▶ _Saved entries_
PR #5959, opened 2026-07-16
[ING-483] fix(cache): Ensure correct cache expiration with clickhouse

vincent-pochet:
## Context

Charge usage cache was invalidated eagerly, deleting entries on every event reception. With ClickHouse events are ingested asynchronously, so it leads to race condition depending how the cache was invalidated and rebuilt.

## Description

This PR adds a lazy cache validation strategy behind the `lazy_charge_usage_cache` feature flag.
Entries are stamped with the ingestion timestamp of the most recent event they were computed from, and recomputed at read time when a newer event exists, instead of being deleted on reception.

`Events::BillingPeriodFilterService` now returns the last-seen timestamp per charge/filter (`created_at` on Postgres, `enriched_at` on ClickHouse), exposed by the event store stores. The result becomes `{ charge_id => { filter_id => last_seen_at } }`.

Recurring charges carry over from previous periods and might not have in-period event, so they are seeded with the period start. This makes sure that the cache will be invalidated at the start of the period and lets any in-period event invalidate it and guards against ingestion lag.

### DIFF
--- a/app/config/feature_flags.yaml
+++ b/app/config/feature_flags.yaml
@@ -41,3 +41,7 @@ fixed_charge_usage_delta_migration:
 multi_connection:
   description: "Allow organizations to configure multiple connections of the same type per customer"
   owners: ["@lovrocolic", "@mariohd"]
+
+lazy_charge_usage_cache:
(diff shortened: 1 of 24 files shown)


annvelents (approved):
AWESOME! 🤩 🚀

PR #6114, opened 2026-08-11
fix(payments): allow 3DS retry on activation payments

ancorcruz:
Part of INT-210

## Context

A payment-gated subscription activates only once its first invoice is paid. When the customer's card requires 3D Secure, Stripe rejects the off-session charge with `authentication_required`, and the payment can only succeed if it is retried on-session so the customer can complete the challenge.

That retry was governed by the Stripe connection's `supports_3ds` setting, which is off by default. With it off, the rejection was terminal: the invoice was marked as failed and the subscription was canceled seconds after creation — indistinguishable from a real decline, and with no path for the customer to authenticate or to subscribe with that card at all.

## Description

The activation payment of a payment-gated subscription now always gets the on-session retry, regardless of the connection setting, so the customer is offered the authentication challenge and the subscription stays incomplete while it is pending. The setting keeps governing recurring invoices, where escalating a silent off-session charge to an interactive one stays an opt-in.

The scoping lever is `Invoice#subscription_payment_gated?` (open invoice + incomplete gated subscription), so no new column or plan-level flag is needed: a recurring invoice of an active subscription can never match.

Both decision points now read the same policy, which matters because they race each other: the synchronous charge attempt (which drives the retry) and the `payment_intent.payment_failed` webhook for the rejected off-session intent (which would otherwise settle the invoice as failed and cancel the subscription before the retry runs).

Organizations that never enabled `supports_3ds` now receive `payment.requires_action` with the Stripe-hosted challenge URL for activation payments, and must pass it to their customer. If they ignore that webhook, the subscription sits incomplete until the activation timeout instead of being canceled immediately — a better failure mode, but a change for orgs that never opted in. Note `timeout_hours` defaults to `0`, which means no deadline.

### DIFF
--- a/app/models/payment.rb
+++ b/app/models/payment.rb
@@ -86,7 +86,7 @@ class Payment < ApplicationRecord
   end
 
   def gated_subscription_activation?
-    payable.is_a?(Invoice) && payable.subscription_payment_gated?
+    payable.subscription_payment_gated?
   end
 
   def method_display_name
--- a/app/models/payment.rb
+++ b/app/models/payment.rb
@@ -85,6 +85,10 @@ class Payment < ApplicationRecord
     payment_provider&.payment_type
   end
 
+  def gated_subscription_activation?
+    payable.is_a?(Invoice) && payable.subscription_payment_gated?
+  end
+
   def method_display_name
     return nil if provider_payment_method_data.blank?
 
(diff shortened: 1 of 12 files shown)


osmarluz (approved):
🚀

PR #6116, opened 2026-08-11
feat(payment_terms): Add value object and date math

D1353L:
## Context

We're replacing the legacy net_payment_term integer with a structured payment_term object supporting six new types:

term_type | Fields | Rule | Due date (invoice issued 2026‑07‑15)
-- | -- | -- | --
due_on_receipt | — | issue day | 2026‑07‑15
net | days | +N days | 2026‑08‑14
end_of_month | — | last day of month | 2026‑07‑31
net_end_of_month (US) | days | EOM then +N | 2026‑08‑30
days_end_of_month (EU) | days | +N then EOM | 2026‑08‑31
day_of_month | day_of_month (1–31), month_offset (default 1) | Dth of month+offset | 2026‑08‑15

## Description

- Added `PaymentTerm` value object with `due_date` calculations based on `payment_term` rule
- The `net_payment_term_alias` is applicable only for `due_on_receipt` and `net` terms. For all others it will be `nil`.

- For the `day_of_month` (MFI) term, 2 normalizations are introduced:
  - If `day_of_month` number is beyond the month's total days, set it to the last day of the month.
  _Example_: `day_of_month`: 31 -> in February, it will be 28 or 29.
  - If the date is in the past, move it to the next month.
  _Example_: current date 13/08, `day_of_month`: 3, `offset`: 0 -> move to the next month (03/09). Otherwise, because offset is 0, it would be a past date (03/08).

---

<sub>Stack created with <a href="https://github.com/github/gh-stack">GitHub Stacks CLI</a> • <a href="https://gh.io/stacks-feedback">Give Feedback 💬</a></sub>

### DIFF
--- a/app/models/payment_term.rb
+++ b/app/models/payment_term.rb
@@ -2,7 +2,14 @@
 
 # Value object for a structured payment term, stored as jsonb tagged by term_type
 class PaymentTerm
-  TERM_TYPES = %w[due_on_receipt net end_of_month net_end_of_month days_end_of_month day_of_month].freeze
+  FIELDS_BY_TERM_TYPE = {
+    "due_on_receipt" => [],
+    "net" => ["days"],
+    "end_of_month" => [],
+    "net_end_of_month" => ["days"],
+    "days_end_of_month" => ["days"],
+    "day_of_month" => ["day_of_month", "month_offset"]
+  }.freeze
 
   attr_reader :term_type, :days, :day_of_month, :month_offset
 
@@ -19,8 +26,8 @@ class PaymentTerm
 
   def initialize(term_type:, days: nil, day_of_month: nil, month_offset: nil)
     @term_type = term_type.to_s
-    @days = days&.to_i
-    @day_of_month = day_of_month&.to_i
+    @days = days&.to_i if carries?("days")
+    @day_of_month = day_of_month&.to_i if carries?("day_of_month")
     @month_offset = normalized_month_offset(month_offset)
   end
 
@@ -42,6 +49,8 @@ class PaymentTerm
   end
 
   def due_date_for(issuing_date)
+    issuing_date = issuing_date.to_date
+
     case term_type
     when "due_on_receipt" then issuing_date
     when "net" then issuing_date + days
@@ -49,15 +58,20 @@ class PaymentTerm
     when "net_end_of_month" then issuing_date.end_of_month + days # US: EOM, then +N
     when "days_end_of_month" then (issuing_date + days).end_of_month # EU: +N, then EOM
     when "day_of_month" then day_of_month_due_date(issuing_date)
+    else raise ArgumentError, "unknown term_type: #{term_type}"
     end
   end
 
   private
 
+  def carries?(field)
+    FIELDS_BY_TERM_TYPE.fetch(term_type, []).include?(field)
+  end
+
   # Only day_of_month terms carry a month_offset.
   # If absent - next month (1) by default.
   def normalized_month_offset(month_offset)
-    if term_type == "day_of_month"
+    if carries?("month_offset")
       (month_offset || 1).to_i
     end
   end
@@ -75,6 +89,6 @@ class PaymentTerm
 
   # Clamp the configured day to the target month: day 31 → Sep 30 / Feb 28 (29 on leap years)
   def clamped_day_in_month(date)
-    Date.new(date.year, date.month, [day_of_month, date.end_of_month.day].min)
+    date.change(day: [day_of_month, date.end_of_month.day].min)
   end
 end
--- a/app/models/payment_term.rb
+++ b/app/models/payment_term.rb
@@ -1,0 +1,80 @@
+# frozen_string_literal: true
+
+# Value object for a structured payment term, stored as jsonb tagged by term_type
+class PaymentTerm
+  TERM_TYPES = %w[due_on_receipt net end_of_month net_end_of_month days_end_of_month day_of_month].freeze
+
+  attr_reader :term_type, :days, :day_of_month, :month_offset
+
+  def self.from_h(hash)
+    hash = hash.to_h.with_indifferent_access
+
+    new(
+      term_type: hash[:term_type],
+      days: hash[:days],
+      day_of_month: hash[:day_of_month],
+      month_offset: hash[:month_offset]
+    )
+  end
+
+  def initialize(term_type:, days: nil, day_of_month: nil, month_offset: nil)
+    @term_type = term_type.to_s
+    @days = days&.to_i
+    @day_of_month = day_of_month&.to_i
+    @month_offset = normalized_month_offset(month_offset)
+  end
+
+  def to_h
+    {
+      "term_type" => term_type,
+      "days" => days,
+      "day_of_month" => day_of_month,
+      "month_offset" => month_offset
+    }.compact
+  end
+
+  # N for net, 0 for due_on_receipt, nil for the four types the integer cannot represent.
+  def net_payment_term_alias
+    case term_type
+    when "net" then days
+    when "due_on_receipt" then 0
+    end
+  end
+
+  def due_date_for(issuing_date)
+    case term_type
+    when "due_on_receipt" then issuing_date
+    when "net" then issuing_date + days
+    when "end_of_month" then issuing_date.end_of_month
+    when "net_end_of_month" then issuing_date.end_of_month + days # US: EOM, then +N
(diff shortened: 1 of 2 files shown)


app/models/payment_term.rb
```diff
@@ -0,0 +1,80 @@
+# frozen_string_literal: true
+
+# Value object for a structured payment term, stored as jsonb tagged by term_type
+class PaymentTerm
+  TERM_TYPES = %w[due_on_receipt net end_of_month net_end_of_month days_end_of_month day_of_month].freeze
```
ancorcruz: the term types are defined but not used, whatever value received is accepted. Shouldn't https://github.com/getlago/lago-api/pull/6116/changes#diff-0d689a45f18f4300d470011ef73491bff6a13d8c596851a5a1ed7486c6f0a953R13 ensure the value is defined within the TERM_TYPES?

app/models/payment_term.rb
```diff
@@ -0,0 +1,80 @@
...
+  # N for net, 0 for due_on_receipt, nil for the four types the integer cannot represent.
+  def net_payment_term_alias
+    case term_type
+    when "net" then days
+    when "due_on_receipt" then 0
+    end
+  end
+
+  def due_date_for(issuing_date)
+    case term_type
```
ancorcruz, line 54: should have an `else` branch raising an exception as not supported term type?

app/models/payment_term.rb
```diff
@@ -0,0 +1,80 @@
...
+    when "due_on_receipt" then issuing_date
+    when "net" then issuing_date + days
+    when "end_of_month" then issuing_date.end_of_month
+    when "net_end_of_month" then issuing_date.end_of_month + days # US: EOM, then +N
+    when "days_end_of_month" then (issuing_date + days).end_of_month # EU: +N, then EOM
```
ancorcruz, line 59: `days` could have `nil` value because of setter `days&.to_i` then cause an exception here. We could remove the safe navigation operator and ensure days is at least zero. What do you think?

app/models/payment_term.rb
```diff
@@ -0,0 +1,80 @@
...
+    if due_date < issuing_date
+      clamped_day_in_month(due_date >> 1)
+    else
+      due_date
+    end
+  end
+
+  # Clamp the configured day to the target month: day 31 → Sep 30 / Feb 28 (29 on leap years)
+  def clamped_day_in_month(date)
+    Date.new(date.year, date.month, [day_of_month, date.end_of_month.day].min)
```
ancorcruz: same applies here, `day_of_month` could have a nil value because safe navigation operator then this code will raise an exception. 


also, in the codebase we use `date.change(day:)` perhaps we should use the same here.

app/models/payment_term.rb
```diff
@@ -0,0 +1,80 @@
...
+  end
+
+  def initialize(term_type:, days: nil, day_of_month: nil, month_offset: nil)
+    @term_type = term_type.to_s
+    @days = days&.to_i
+    @day_of_month = day_of_month&.to_i
+    @month_offset = normalized_month_offset(month_offset)
+  end
+
+  def to_h
```
ancorcruz, line 34: `to_h` normalizes `month_offset` away for non-day_of_month types but keeps stale `days` and `day_of_month`, an asymmetry the spec claims not to have.

app/models/payment_term.rb
```diff
@@ -0,0 +1,80 @@
...
+
+  # N for net, 0 for due_on_receipt, nil for the four types the integer cannot represent.
+  def net_payment_term_alias
+    case term_type
+    when "net" then days
+    when "due_on_receipt" then 0
+    end
+  end
+
+  def due_date_for(issuing_date)
```
ancorcruz, line 51: `due_date_for` never coerces its argument to a Date, so a Time/TimeWithZone means seconds for three branches and raises for another; the return class also varies by term type.

ancorcruz (approved):
good stuff. left some comments for you.

app/models/payment_term.rb
D1353L: Thanks for the good catches!

Changed this constant to represent the shape of each payment term - it's used in the following PR #6117 in PaymentTerm::ValidateService

app/models/payment_term.rb
D1353L: Updated: `days` and `day_of_month` are set only when applicable in the initialize method
```
@days = days&.to_i if carries?("days")
@day_of_month = day_of_month&.to_i if carries?("day_of_month")
```

app/models/payment_term.rb
D1353L: Good catch! Added `issuing_date = issuing_date.to_date`

app/models/payment_term.rb
D1353L: As the `days` param is required, it's better to fail loudly if it's `nil`. The validation with proper messages is implemented in the following PR #6117  (PaymentTerms::ValidateService)

app/models/payment_term.rb
D1353L: Added ✅

app/models/payment_term.rb
D1353L: Updated with `date.change(day: [day_of_month, date.end_of_month.day].min)`

app/models/payment_term.rb
```diff
@@ -0,0 +1,94 @@
...
+      "day_of_month" => day_of_month,
+      "month_offset" => month_offset
+    }.compact
+  end
+
+  # N for net, 0 for due_on_receipt, nil for the four types the integer cannot represent.
+  def net_payment_term_alias
+    case term_type
+    when "net" then days
+    when "due_on_receipt" then 0
```
tiagolupepic, line 47: I'd recommend to declare the other options here and raise an exception when the term_type is not defined.

```
when "end_of_month", "days_end_of_month"...
  nil
else
  raise ...
```

Having this, you're making sure this method will be visited when a new type is introduced.

app/models/payment_term.rb
```diff
@@ -0,0 +1,94 @@
...
+    issuing_date = issuing_date.to_date
+
+    case term_type
+    when "due_on_receipt" then issuing_date
+    when "net" then issuing_date + days
+    when "end_of_month" then issuing_date.end_of_month
+    when "net_end_of_month" then issuing_date.end_of_month + days # US: EOM, then +N
+    when "days_end_of_month" then (issuing_date + days).end_of_month # EU: +N, then EOM
+    when "day_of_month" then day_of_month_due_date(issuing_date)
+    else raise ArgumentError, "unknown term_type: #{term_type}"
```
tiagolupepic, line 61: this is a good approach!

app/models/payment_term.rb
```diff
@@ -0,0 +1,94 @@
...
+    if due_date < issuing_date
+      clamped_day_in_month(due_date >> 1)
+    else
+      due_date
+    end
+  end
+
+  # Clamp the configured day to the target month: day 31 → Sep 30 / Feb 28 (29 on leap years)
+  def clamped_day_in_month(date)
+    date.change(day: [day_of_month, date.end_of_month.day].min)
```
tiagolupepic, line 92: just an alternative and you don't need to change it. 

It's possible to also do using Date

```
Date.new(date.year, date.month, -1)
```

Ruby automatically identifies the last day of the month + year.

app/models/payment_term.rb
```diff
@@ -0,0 +1,94 @@
...
+  FIELDS_BY_TERM_TYPE = {
+    "due_on_receipt" => [],
+    "net" => ["days"],
+    "end_of_month" => [],
+    "net_end_of_month" => ["days"],
+    "days_end_of_month" => ["days"],
+    "day_of_month" => ["day_of_month", "month_offset"]
+  }.freeze
+
+  attr_reader :term_type, :days, :day_of_month, :month_offset
```
tiagolupepic, line 14: out of curiosity, why not use Data.define for this PaymentTerm?

app/models/payment_term.rb
```diff
@@ -0,0 +1,94 @@
...
+
+  def self.from_h(hash)
+    hash = hash.to_h.with_indifferent_access
+
+    new(
+      term_type: hash[:term_type],
+      days: hash[:days],
+      day_of_month: hash[:day_of_month],
+      month_offset: hash[:month_offset]
```
tiagolupepic, line 23: maybe I'm late to the party, would be good to have a version here? For example, `version: 1` 
just wondering if we change the `net` recipe or other term_type and somehow the previous stored payment terms doesn't have some attributes and we can keep the backward compability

▶ _Work item_
One number should be returned: how many lines in the records contain the word "stored".

▶ _Solution_
4